A: Statistics and/or machine learning must play a major role in your independent work. You do not necessarily have to develop new methods but you must apply statistical and/or machine learning methods to your question of interest. The independent work is a culmination of your education at Princeton: you need to demonstrate that you can apply methods you've learned in order to answer research questions. We will also have a poster session where you will be presenting your work to SML faculty.

Q: Would taking a more advanced course than those listed in the "foundations of statistics" or "foundations of machine learning" category fulfill the requirement?

A: Yes, that is possible but students must obtain permission of the certificate director. In addition, students are required to take a total of 5 courses in order to be qualified for the SML certificate.

Q: If students are only allowed to take 2 courses from one concentration, then is the example path for CS student's incorrect?

A: So long as students are not using more than two courses towards another degree program (i.e., departmental major or another certificate program), they are allowed to count these courses towards the SML certificate.

Q: If I take a course as a prerequisite for my major, but it does not count as a departmental course or does not count towards my departmental GPA, can I take this as part of the certificate requirements?

A: Yes, a prerequisite course is okay as long as it does not count towards your degree program.

Q: Is PDF acceptable for courses?

A: No. Students must take 5 courses and earn at least a grade of B- for each course.

Q: Does TRA 301 count as a TRA department class or as it's secondary cross-listing, COS?
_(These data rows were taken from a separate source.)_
PR #1492, opened 2021-04-22
[cinder-csi-plugin] Tag volume with optional pvc/pv metadata

databus23:
The external CSI provisioner optionally injects metadata in the CreateVolume that we can pass onto the volume as additional tags.
See https://github.com/kubernetes-csi/external-provisioner/pull/399

** Release notes **
```release-note
Tag volumes with additional metadata about pv and pvc if provided
```

### DIFF
--- a/manifests/cinder-csi-plugin/cinder-csi-controllerplugin.yaml
+++ b/manifests/cinder-csi-plugin/cinder-csi-controllerplugin.yaml
@@ -54,6 +54,7 @@ spec:
             - "--timeout=3m"
             - "--default-fstype=ext4"
             - "--feature-gates=Topology=true"
+            - "--extra-create-metadata"
           env:
             - name: ADDRESS
               value: /var/lib/csi/sockets/pluginproxy/csi.sock
--- a/pkg/csi/cinder/controllerserver.go
+++ b/pkg/csi/cinder/controllerserver.go
@@ -103,6 +103,12 @@ func (cs *controllerServer) CreateVolume(ctx context.Context, req *csi.CreateVol
 
 	// Volume Create
 	properties := map[string]string{"cinder.csi.openstack.org/cluster": cs.Driver.cluster}
+	//Tag volume with metadata if present: https://github.com/kubernetes-csi/external-provisioner/pull/399
+	for _, mKey := range []string{"csi.storage.k8s.io/pvc/name", "csi.storage.k8s.io/pvc/namespace", "csi.storage.k8s.io/pv/name"} {
+		if v, ok := req.Parameters[mKey]; ok {
+			properties[mKey] = v
+		}
+	}
 	content := req.GetVolumeContentSource()
 	var snapshotID string
 	var sourcevolID string
--- a/charts/cinder-csi-plugin/Chart.yaml
+++ b/charts/cinder-csi-plugin/Chart.yaml
@@ -2,7 +2,7 @@ apiVersion: v1
 appVersion: latest
 description: Cinder CSI Chart for OpenStack
 name: openstack-cinder-csi
-version: 1.3.6
+version: 1.3.7
 home: https://github.com/kubernetes/cloud-provider-openstack
 icon: https://github.com/kubernetes/kubernetes/blob/master/logo/logo.png
 maintainers:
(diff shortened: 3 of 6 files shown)


pkg/csi/cinder/controllerserver.go
```diff
@@ -103,6 +103,14 @@ func (cs *controllerServer) CreateVolume(ctx context.Context, req *csi.CreateVol
...
 	// Volume Create
 	properties := map[string]string{"cinder.csi.openstack.org/cluster": cs.Driver.cluster}
+	//Tag volume with metadata if present: https://github.com/kubernetes-csi/external-provisioner/pull/399
+	for k, v := range req.Parameters {
+		for _, mKey := range []string{"csi.storage.k8s.io/pvc/name", "csi.storage.k8s.io/pvc/namespace", "csi.storage.k8s.io/pv/name"} {
+			if k == mKey {
+				properties[k] = v
+			}
+		}
+	}
```
Fedosin, line 113:
```suggestion
	for _, mKey := range []string{"csi.storage.k8s.io/pvc/name", "csi.storage.k8s.io/pvc/namespace", "csi.storage.k8s.io/pv/name"} {
		if v, ok := req.GetParameters()[mKey]; ok {
			properties[mKey] = v
		}
	}
```

Fedosin: lgtm, but I would simplify this code a little.

Fedosin (changes requested):

pkg/csi/cinder/controllerserver.go
databus23: Thanks, I simplified as suggested.

pkg/csi/cinder/controllerserver.go
```diff
@@ -103,6 +103,12 @@ func (cs *controllerServer) CreateVolume(ctx context.Context, req *csi.CreateVol
 
 	// Volume Create
 	properties := map[string]string{"cinder.csi.openstack.org/cluster": cs.Driver.cluster}
+	//Tag volume with metadata if present: https://github.com/kubernetes-csi/external-provisioner/pull/399
```
jichenjc, line 106: looks like `--extraCreateMetadata` is needed for such behavior to take effect ,so do we want to enable that in the mnaifest?

https://github.com/kubernetes-csi/external-provisioner/pull/399/files#diff-b335630551682c19a781afebcf4d07bf978fb1f8ac04c6bf87428ed5106870f5R68

databus23: the flag is called `--extra-create-metadata` by now. I added it to the chart and the manifests.

Fedosin (approved):
/lgtm

manifests/cinder-csi-plugin/cinder-csi-controllerplugin.yaml
```diff
@@ -54,6 +54,7 @@ spec:
             - "--timeout=3m"
             - "--default-fstype=ext4"
             - "--feature-gates=Topology=true"
+            - "--extra-create-metadata"
```
lingxiankong, line 57: Shouldn't we also bump the tag of image k8s.gcr.io/sig-storage/csi-provisioner?

pkg/csi/cinder/controllerserver.go
```diff
@@ -103,6 +103,12 @@ func (cs *controllerServer) CreateVolume(ctx context.Context, req *csi.CreateVol
...
+	for _, mKey := range []string{"csi.storage.k8s.io/pvc/name", "csi.storage.k8s.io/pvc/namespace", "csi.storage.k8s.io/pv/name"} {
+		if v, ok := req.Parameters[mKey]; ok {
+			properties[mKey] = v
+		}
+	}
```
lingxiankong, line 111: Unit test?

lingxiankong (changes requested):

manifests/cinder-csi-plugin/cinder-csi-controllerplugin.yaml
databus23: Its not required for this PR.  The flag `--extra-create-metadata` is present since 1.6.0, currently the manifests contain 2.1.1

pkg/csi/cinder/controllerserver.go
databus23: I added a unit test for the extra metadata case.

pkg/csi/cinder/controllerserver.go
lingxiankong: awesome, thanks!

lingxiankong:
/lgtm

cc @ramineni @jichenjc  please take a look

jichenjc:
/approve 

I think it's a good thing to have , thanks~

A: You can count it either way.

Q: Can I present at the poster session during my junior year?

A: Yes, as long as you have fulfilled the independent work requirement and submitted the work to the faculty committee by the appropriate deadline.

Q: Can I submit an independent work during my senior year that is *not* my senior thesis?

A: Yes.

Q: How can I propose a different course for the certificate (for instance, if I am studying abroad and would like a course from the institution abroad to count towards the certificate requirements)?

A: You must submit a PDF copy of the official course syllabus to the Program Manager and the Director of the Certificate Program. The syllabus must include information about the course materials and assignments.

Q: If I get a 5 in an AP class, can that count towards one of the course requirements?

A: No, we do not accept AP courses as exceptions to any of the course requirements.